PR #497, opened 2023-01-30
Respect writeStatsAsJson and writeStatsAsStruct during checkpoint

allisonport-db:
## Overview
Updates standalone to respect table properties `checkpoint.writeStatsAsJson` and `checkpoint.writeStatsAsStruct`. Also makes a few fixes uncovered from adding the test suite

****************

▸ **Aim of the task**: Having found the line that contains "## Overview", set down that line and all the rest through the end of the records, exactly.

▸ **Completed task**:
## Overview
Updates standalone to respect table properties `checkpoint.writeStatsAsJson` and `checkpoint.writeStatsAsStruct`. Also makes a few fixes uncovered from adding the test suite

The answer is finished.